### Requirement
Please return every line of the records that contains the word "driver".

Source records
▶
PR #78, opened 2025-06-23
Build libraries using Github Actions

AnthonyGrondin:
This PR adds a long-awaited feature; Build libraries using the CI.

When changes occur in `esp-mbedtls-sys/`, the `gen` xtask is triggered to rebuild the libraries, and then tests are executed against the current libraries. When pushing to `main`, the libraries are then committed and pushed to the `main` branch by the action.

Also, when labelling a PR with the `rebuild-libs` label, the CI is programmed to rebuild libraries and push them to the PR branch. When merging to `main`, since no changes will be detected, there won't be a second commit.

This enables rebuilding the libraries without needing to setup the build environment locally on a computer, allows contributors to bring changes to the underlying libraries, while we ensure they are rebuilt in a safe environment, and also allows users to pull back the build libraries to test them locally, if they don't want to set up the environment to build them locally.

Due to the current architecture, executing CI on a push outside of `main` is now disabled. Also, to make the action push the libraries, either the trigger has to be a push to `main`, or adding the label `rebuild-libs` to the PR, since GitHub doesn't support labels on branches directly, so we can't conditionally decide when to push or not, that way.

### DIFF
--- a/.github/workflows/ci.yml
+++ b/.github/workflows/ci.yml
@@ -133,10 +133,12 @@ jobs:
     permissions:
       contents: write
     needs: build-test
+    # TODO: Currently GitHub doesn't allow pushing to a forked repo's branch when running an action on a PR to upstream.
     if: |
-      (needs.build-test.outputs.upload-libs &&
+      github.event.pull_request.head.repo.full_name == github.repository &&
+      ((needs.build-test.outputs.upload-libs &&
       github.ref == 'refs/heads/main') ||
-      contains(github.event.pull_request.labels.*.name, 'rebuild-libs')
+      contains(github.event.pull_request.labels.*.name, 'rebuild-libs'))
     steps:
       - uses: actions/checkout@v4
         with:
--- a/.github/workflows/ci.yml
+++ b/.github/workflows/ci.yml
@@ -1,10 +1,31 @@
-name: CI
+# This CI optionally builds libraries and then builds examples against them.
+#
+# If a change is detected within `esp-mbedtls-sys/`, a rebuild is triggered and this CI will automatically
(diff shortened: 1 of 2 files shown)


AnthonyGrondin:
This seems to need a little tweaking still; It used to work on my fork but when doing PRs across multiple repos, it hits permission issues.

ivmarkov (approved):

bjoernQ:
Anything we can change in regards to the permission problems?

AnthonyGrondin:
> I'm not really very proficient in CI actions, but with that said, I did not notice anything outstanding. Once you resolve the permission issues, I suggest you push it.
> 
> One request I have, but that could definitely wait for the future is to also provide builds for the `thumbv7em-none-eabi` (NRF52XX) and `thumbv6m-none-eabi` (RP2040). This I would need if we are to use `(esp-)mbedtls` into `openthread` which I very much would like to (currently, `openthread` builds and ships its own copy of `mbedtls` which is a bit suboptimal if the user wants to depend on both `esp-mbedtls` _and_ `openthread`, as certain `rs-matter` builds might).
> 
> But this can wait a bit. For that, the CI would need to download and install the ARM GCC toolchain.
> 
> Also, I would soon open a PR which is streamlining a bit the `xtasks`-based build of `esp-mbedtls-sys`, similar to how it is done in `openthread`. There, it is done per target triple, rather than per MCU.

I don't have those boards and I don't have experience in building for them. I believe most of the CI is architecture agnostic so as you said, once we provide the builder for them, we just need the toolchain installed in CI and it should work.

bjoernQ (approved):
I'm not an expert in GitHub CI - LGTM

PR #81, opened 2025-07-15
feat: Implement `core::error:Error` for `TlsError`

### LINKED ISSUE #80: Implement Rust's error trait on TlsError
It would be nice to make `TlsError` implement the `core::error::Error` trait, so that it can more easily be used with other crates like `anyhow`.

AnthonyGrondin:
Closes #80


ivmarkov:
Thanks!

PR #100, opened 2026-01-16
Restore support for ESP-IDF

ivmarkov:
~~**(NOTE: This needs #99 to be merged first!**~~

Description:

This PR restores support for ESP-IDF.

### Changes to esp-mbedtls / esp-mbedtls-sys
◀
▶
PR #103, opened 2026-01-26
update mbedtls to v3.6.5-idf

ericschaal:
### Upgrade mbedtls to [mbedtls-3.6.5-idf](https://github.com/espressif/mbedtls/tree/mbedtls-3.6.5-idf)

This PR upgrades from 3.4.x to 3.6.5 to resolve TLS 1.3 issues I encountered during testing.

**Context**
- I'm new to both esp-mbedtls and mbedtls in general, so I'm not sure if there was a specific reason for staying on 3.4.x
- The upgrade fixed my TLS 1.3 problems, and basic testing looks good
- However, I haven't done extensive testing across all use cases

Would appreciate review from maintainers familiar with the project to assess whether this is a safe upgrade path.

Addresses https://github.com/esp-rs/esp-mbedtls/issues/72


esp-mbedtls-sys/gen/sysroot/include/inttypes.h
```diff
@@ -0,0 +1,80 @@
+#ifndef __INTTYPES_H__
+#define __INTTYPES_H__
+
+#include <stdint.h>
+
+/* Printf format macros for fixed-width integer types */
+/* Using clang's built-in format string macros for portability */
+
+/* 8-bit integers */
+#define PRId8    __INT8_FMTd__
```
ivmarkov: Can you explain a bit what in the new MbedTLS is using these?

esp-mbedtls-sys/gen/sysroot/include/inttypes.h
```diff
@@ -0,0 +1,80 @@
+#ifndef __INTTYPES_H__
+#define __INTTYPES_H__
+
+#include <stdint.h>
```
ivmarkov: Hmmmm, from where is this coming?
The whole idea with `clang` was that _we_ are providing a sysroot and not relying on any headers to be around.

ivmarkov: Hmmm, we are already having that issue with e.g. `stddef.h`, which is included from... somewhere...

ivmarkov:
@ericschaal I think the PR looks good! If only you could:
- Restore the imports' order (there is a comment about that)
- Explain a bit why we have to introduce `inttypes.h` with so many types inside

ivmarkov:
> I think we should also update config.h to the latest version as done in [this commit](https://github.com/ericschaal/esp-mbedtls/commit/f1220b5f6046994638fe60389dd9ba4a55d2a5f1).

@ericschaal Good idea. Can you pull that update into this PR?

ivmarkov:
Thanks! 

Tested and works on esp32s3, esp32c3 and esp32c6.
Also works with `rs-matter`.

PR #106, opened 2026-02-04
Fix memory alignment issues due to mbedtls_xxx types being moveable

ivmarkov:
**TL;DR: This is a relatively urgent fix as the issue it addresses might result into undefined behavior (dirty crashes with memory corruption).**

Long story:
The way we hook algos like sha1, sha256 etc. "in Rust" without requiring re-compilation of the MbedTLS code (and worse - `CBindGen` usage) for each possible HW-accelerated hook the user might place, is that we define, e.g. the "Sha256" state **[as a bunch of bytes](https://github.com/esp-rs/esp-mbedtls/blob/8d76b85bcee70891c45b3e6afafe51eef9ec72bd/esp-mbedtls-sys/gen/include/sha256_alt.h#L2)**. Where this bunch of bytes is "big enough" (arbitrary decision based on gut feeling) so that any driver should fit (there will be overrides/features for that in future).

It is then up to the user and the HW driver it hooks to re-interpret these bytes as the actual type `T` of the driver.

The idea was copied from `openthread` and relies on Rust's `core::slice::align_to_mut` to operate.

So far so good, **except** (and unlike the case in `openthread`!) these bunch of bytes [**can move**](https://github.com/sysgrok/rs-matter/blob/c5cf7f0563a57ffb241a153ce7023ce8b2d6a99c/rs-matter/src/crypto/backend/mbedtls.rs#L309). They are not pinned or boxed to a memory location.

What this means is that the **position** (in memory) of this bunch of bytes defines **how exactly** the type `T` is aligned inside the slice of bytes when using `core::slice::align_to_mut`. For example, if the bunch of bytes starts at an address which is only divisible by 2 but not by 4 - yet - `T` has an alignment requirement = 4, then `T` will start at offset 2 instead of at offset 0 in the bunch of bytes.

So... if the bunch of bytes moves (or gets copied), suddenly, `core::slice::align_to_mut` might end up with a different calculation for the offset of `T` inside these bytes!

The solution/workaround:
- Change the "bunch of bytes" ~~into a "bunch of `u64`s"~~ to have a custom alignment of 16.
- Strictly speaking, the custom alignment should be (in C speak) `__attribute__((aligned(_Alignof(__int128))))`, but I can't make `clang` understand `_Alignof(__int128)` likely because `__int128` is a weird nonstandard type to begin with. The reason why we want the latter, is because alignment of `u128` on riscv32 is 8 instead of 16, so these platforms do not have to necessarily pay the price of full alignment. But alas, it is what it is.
◀
### Answer to the problem
The way we hook algos like sha1, sha256 etc. "in Rust" without requiring re-compilation of the MbedTLS code (and worse - `CBindGen` usage) for each possible HW-accelerated hook the user might place, is that we define, e.g. the "Sha256" state **[as a bunch of bytes](https://github.com/esp-rs/esp-mbedtls/blob/8d76b85bcee70891c45b3e6afafe51eef9ec72bd/esp-mbedtls-sys/gen/include/sha256_alt.h#L2)**. Where this bunch of bytes is "big enough" (arbitrary decision based on gut feeling) so that any driver should fit (there will be overrides/features for that in future).
It is then up to the user and the HW driver it hooks to re-interpret these bytes as the actual type `T` of the driver.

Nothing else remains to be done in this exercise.